Bhesa nitidissima
- Conservation status: Critically Endangered (IUCN 2.3)

Scientific classification
- Kingdom: Plantae
- Clade: Tracheophytes
- Clade: Angiosperms
- Clade: Eudicots
- Clade: Rosids
- Order: Malpighiales
- Family: Centroplacaceae
- Genus: Bhesa
- Species: B. nitidissima
- Binomial name: Bhesa nitidissima Kosterm.

= Bhesa nitidissima =

- Genus: Bhesa
- Species: nitidissima
- Authority: Kosterm.
- Conservation status: CR

Species of flowering plant

Bhesa nitidissima is a species of flowering plant in the Centroplacaceae family. It is a tree endemic to Sri Lanka.

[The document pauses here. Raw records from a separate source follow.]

PR #1013, opened 2022-11-29
Targeted update

SteffenHeu:
- update targeted feature detection module
  - uses the csv utils and ImportTypes like the compound db search
  - supports ion mobility files
- add utility methods to CSVParsingUtils to easily extract CompoundDBAnnotations from a csv file
- update compound db search so we use some of the utility methods to avoid duplication


src/main/java/io/github/mzmine/datamodel/features/compoundannotations/CompoundDBAnnotation.java
```diff
@@ -95,6 +95,24 @@ static List<CompoundDBAnnotation> buildCompoundsWithAdducts(
...
+   *                       formula/smiles/neutral mass.
+   * @return True if the baseAnnotation contains a precursor m/z and useIonLibrary is false. Also
+   * true if useIonLibrary is true and the annotation contains a smiles, a formula or a neutral
+   * mass.
+   */
+  static boolean isBaseAnnotationValid(CompoundDBAnnotation baseAnnotation, boolean useIonLibrary) {
+    if (baseAnnotation.getPrecursorMZ() != null && !useIonLibrary) {
+      return true;
+    } else if (useIonLibrary && (baseAnnotation.get(NeutralMassType.class) != null
+        || baseAnnotation.getFormula() != null || baseAnnotation.getSmiles() != null)) {
```
robinschmid, line 110: How about we always calculate the neutral mass if its missing and use a priority of the sources
neutral mass > inchi > smiles > formula

src/main/java/io/github/mzmine/modules/dataprocessing/featdet_targeted/TargetedFeatureDetectionModuleTask.java
```diff
@@ -0,0 +1,371 @@
...
+import java.util.logging.Logger;
+import org.jetbrains.annotations.NotNull;
+import org.jetbrains.annotations.Nullable;
+
+class TargetedFeatureDetectionModuleTask extends AbstractTask {
+
+  protected static final Range<Double> doubleInfiniteRange = Range.closed(Double.NEGATIVE_INFINITY,
+      Double.POSITIVE_INFINITY);
+  protected static final Range<Float> floatInfiniteRange = Range.closed(Float.NEGATIVE_INFINITY,
+      Float.POSITIVE_INFINITY);
```
robinschmid, line 78: those are not really needed there is Range.all()

robinschmid, line 78: empty comment

src/main/java/io/github/mzmine/modules/dataprocessing/featdet_targeted/TargetedFeatureDetectionModuleTask.java
```diff
@@ -0,0 +1,371 @@
...
+
+    // Get all scans of this data file
+    if (dataFile instanceof IMSRawDataFile imsFile) {
+      if (processImsFile((List<? extends Gap>) gaps, imsFile)) {
+        return;
+      }
+    } else if (dataFile instanceof RawDataFile) {
+      if (!processLcmsFile(gaps)) {
+        return;
+      }
```
robinschmid, line 216: Thats a good one.
processIMS is true if canceled and processLcms is false...
maybe better not check the return state of these methods and rather check for isCanceled() after calling this methods. Looks redundant but is clear in purpose

src/main/java/io/github/mzmine/modules/dataprocessing/featdet_targeted/TargetedFeatureDetectionParameters.java
```diff
@@ -0,0 +1,112 @@
...
+public class TargetedFeatureDetectionParameters extends SimpleParameterSet {
+
+  public static final RawDataFilesParameter rawDataFile = new RawDataFilesParameter();
+  public static final ScanSelectionParameter scanSelection = new ScanSelectionParameter(
+      new ScanSelection(1));
+  public static final StringParameter suffix = new StringParameter("Name suffix",
+      "Suffix to be added to feature list name", "detectedPeak");
+  public static final FileNameParameter featureListFile = new FileNameParameter("Feature list file",
+      "Name of the file that contains a list of peaks for targeted feature detection.",
+      FileSelectionType.OPEN);
```
robinschmid, line 69: Maybe use the same parameter name as for the file in local database search?

src/main/java/io/github/mzmine/modules/dataprocessing/featdet_targeted/TargetedFeatureDetectionParameters.java
```diff
@@ -0,0 +1,112 @@
...
+  public static final StringParameter fieldSeparator = new StringParameter("Field separator",
+      "Character(s) used to separate fields in the database file", ",");
```
robinschmid, line 71: Maybe add use \t for tab separated data

src/main/java/io/github/mzmine/modules/dataprocessing/featdet_targeted/TargetedFeatureDetectionParameters.java
```diff
@@ -0,0 +1,112 @@
...
+      new RTToleranceParameter());
+  public static final OptionalParameter<MobilityToleranceParameter> mobilityTolerance = new OptionalParameter<>(
+      new MobilityToleranceParameter());
+
+  public static final OptionalModuleParameter<IonLibraryParameterSet> ionLibrary = new OptionalModuleParameter<>(
+      "Calculate adduct masses",
+      "Ion types to search for. Either neutral mass, formula or smiles must be imported for every compound.",
+      new IonLibraryParameterSet());
+
+  private static final List<ImportType> importTypes = List.of(
```
robinschmid, line 85: Would be great if all the parameters of the local csv library were just a sub parameter set that is used in both the database search and here

src/main/java/io/github/mzmine/util/CSVParsingUtils.java
```diff
@@ -70,10 +93,118 @@ public static List<ImportType> findLineIds(List<ImportType> importTypes, String[
...
+          annotation.put(dt, Double.parseDouble(line[columnIndex]));
+        } else if (type.getDataType() instanceof StringType st) {
+          annotation.put(st, line[columnIndex]);
+        } else if (type.getDataType() instanceof IonAdductType iat) {
+          final IonType ionType = IonType.parseFromString(line[columnIndex]);
+          annotation.put(IonTypeType.class, ionType);
+        } else {
+          throw new RuntimeException(
+              "Don't know how to parse data type " + type.getDataType().getClass().getName());
+        }
```
robinschmid, line 131: Best use case for the instanceof pattern matching

robinschmid (changes requested):
Looks good to me. only a few comments

src/main/java/io/github/mzmine/modules/dataprocessing/featdet_targeted/TargetedFeatureDetectionModuleTask.java
SteffenHeu: standard extract method :D

src/main/java/io/github/mzmine/modules/dataprocessing/featdet_targeted/TargetedFeatureDetectionModuleTask.java
SteffenHeu: no, it is needed because Range.all() is unbound, so it leads to errors later on:
```
      final double upperBreakPoint = doubleToleranceRange.upperEndpoint();
      final double lowerBreakPoint = doubleToleranceRange.upperEndpoint();
```

src/main/java/io/github/mzmine/modules/dataprocessing/featdet_targeted/TargetedFeatureDetectionParameters.java
SteffenHeu: yeah, would be great....

robinschmid: :D
Yeah can be a later thing

src/main/java/io/github/mzmine/modules/dataprocessing/featdet_targeted/TargetedFeatureDetectionModuleTask.java
robinschmid: What does that mean?
So you cannot get the endpoints?

src/main/java/io/github/mzmine/datamodel/features/compoundannotations/CompoundDBAnnotation.java
```diff
@@ -103,52 +124,68 @@ static List<CompoundDBAnnotation> buildCompoundsWithAdducts(
...
-    final Double neutralMass = annotation.get(NeutralMassType.class);
+  static double calcMzForAdduct(@NotNull CompoundDBAnnotation annotation,
+      @NotNull IonType adduct) throws CannotDetermineMassException {
+
+    Double neutralMass = annotation.get(NeutralMassType.class);
+    if (neutralMass == null) {
+      // try to calc the neutral mass and keep it for subsequent calls.
+      neutralMass = CompoundDBAnnotation.calcNeutralMass(annotation);
+      annotation.put(NeutralMassType.class, neutralMass);
+    }
```
robinschmid, line 135: Is this only called in a single threaded environment?
I think it should. We load the library and create different ions to generate the final list of possible annotations.
Then this is fine. Otherwise we would need to synchronize?

src/main/java/io/github/mzmine/datamodel/features/compoundannotations/SimpleCompoundDBAnnotation.java
```diff
@@ -270,7 +270,7 @@ public boolean matches(FeatureListRow row, @Nullable MZTolerance mzTolerance,
         Math.abs(1 - (row.getAverageCCS() / ccs)) > percentCCSTolerance));
   }
 
-  public Float getScore(FeatureListRow row, @Nullable MZTolerance mzTolerance,
+  public Float calculateScore(FeatureListRow row, @Nullable MZTolerance mzTolerance,
```
robinschmid, line 273: See #1023 I have changed this method to use the new FeatureListUtils.getAlignmentScore method. I think there are also some weird things here. 
There were checks if the value falls within the range but the matches method should already do this.
If it were still somehow falling outside the tolerance - the value should still be added 0 score and scorers should be incremented otherwise this field (mz,rt,mobility) will not be considered. See my PR

src/main/java/io/github/mzmine/modules/dataprocessing/id_ccscalc/CCSUtils.java
```diff
@@ -132,7 +133,8 @@ public static List<CCSCalibrant> getCalibrantsFromCSV(final File file) throws IO
             new ImportType(true, "mobility", DataTypes.get(
                 io.github.mzmine.datamodel.features.types.numbers.MobilityType.class)), //
             new ImportType(true, "ccs", DataTypes.get(CCSType.class)), //
-            new ImportType(true, "charge", DataTypes.get(ChargeType.class))), content[0]);
+            new ImportType(true, "charge", DataTypes.get(ChargeType.class))), content[0],
+        new SimpleStringProperty());
```
robinschmid, line 137: What is this simple string property actually doing there?

robinschmid: its the error message but why is it set but not used?

src/main/java/io/github/mzmine/parameters/ParameterSet.java
```diff
@@ -49,11 +51,29 @@ default <V, T extends Parameter<V>> V getValue(T parameter) {
...
+      final UserParameter<V, ?> actualParam = getParameter(parameter).getEmbeddedParameter();
+      return actualParam == null ? null : actualParam.getValue();
+    }
+    return defaultValueSupplier != null ? defaultValueSupplier.get() : null;
+  }
+
+  default <T extends ParameterSet> ParameterSet getEmbeddedParameterValue(
+      OptionalModuleParameter<T> parameter) {
+    return getParameter(parameter).getEmbeddedParameters();
+  }
```
robinschmid, line 75: This one I dont understand. Its not the value but the embedded parameter so its not really useful

src/main/java/io/github/mzmine/util/RangeUtils.java
```diff
@@ -265,7 +265,15 @@ public static String formatRange(Range<? extends Number> range, NumberFormat for
...
+   * @param center the center of the range
+   * @param length the total length of the range, divided by 2 on each side to creat the range.
+   */
   public static Range<Double> rangeAround(double center, double length) {
     return Range.closed(center - length / 2, center + length / 2);
   }
+
+  public static Range<Float> rangeAround(float center, float length) {
+    return Range.closed(center - length / 2, center + length / 2);
+  }
```
robinschmid, line 278: that was close. was just about to create one of those

src/main/java/io/github/mzmine/datamodel/features/compoundannotations/CompoundDBAnnotation.java
SteffenHeu: Why does it have to be single threaded? There was some problem with the cdk right?

src/main/java/io/github/mzmine/modules/dataprocessing/featdet_targeted/TargetedFeatureDetectionModuleTask.java
SteffenHeu: exactly, range.all is unbound.

src/main/java/io/github/mzmine/parameters/ParameterSet.java
SteffenHeu: It returns the parameter set of an OptionalModuleParameter. i wanted to keep the name the same as for `getEmbeddedParameterValue(OptionalParameter<T> parameter)` so it's easier to type

robinschmid: why not getEmbeddedParameters instead of value

src/main/java/io/github/mzmine/datamodel/features/compoundannotations/CompoundDBAnnotation.java
robinschmid: at least the data structure behind it is HashMap - so if this is called on multiple threads this will produce a concurrent mod.

SteffenHeu: ohh ok you are talking about the annotation itselfm not about the while method. 

Yeah i think this is not going to be used in a multithreaded environment

src/main/java/io/github/mzmine/modules/dataprocessing/id_ccscalc/CCSUtils.java
SteffenHeu: Cause it is newly added :D can do later

src/main/java/io/github/mzmine/parameters/ParameterSet.java
SteffenHeu: i wanted to keep the name the same as for other parameter types

src/main/java/io/github/mzmine/datamodel/features/compoundannotations/CompoundDBAnnotation.java
robinschmid: okay

src/main/java/io/github/mzmine/modules/dataprocessing/id_ccscalc/CCSUtils.java
robinschmid: :D

src/main/java/io/github/mzmine/parameters/ParameterSet.java
robinschmid: ok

The species was first described by André Joseph Guillaume Henri Kostermans in 1977.

==Description==
A tree with an average height of 20–30 m but can reach as high as 50 m. Bark is usually dark brown and deeply cracked on older specimens. The unique feature of the Bhesa genus within the Centroplacaceae family is its geniculate petioles; which essentially means that the leaf bends sharply away from the stalk. The petiole usually contains three vascular bundles. Seed germination is epigeal. Produces 3-4mm wide, greenish to white sessile flowers with 5 petals. The flowers produce greenish brown, oblong seeds encased in a thick gelatinous aril inside capsules up to 2.2 cm long.

==Ecology==
Endemic to Sri Lanka. Found mostly in low elevation wet zone forests, but have a recorded range of up to 1600 m. The tree flowers September through October and produces fruit November through December. Although listed as critically endangered in 1998, a 2017 handbook of Sri Lankan flora suggests the tree is now quite common.

==Uses==
The arils of Bhesa are a known human food source. The tree is occasionally used for timber. Extracts from this genus are used in traditional medicine, to cure vomiting and diarrhea.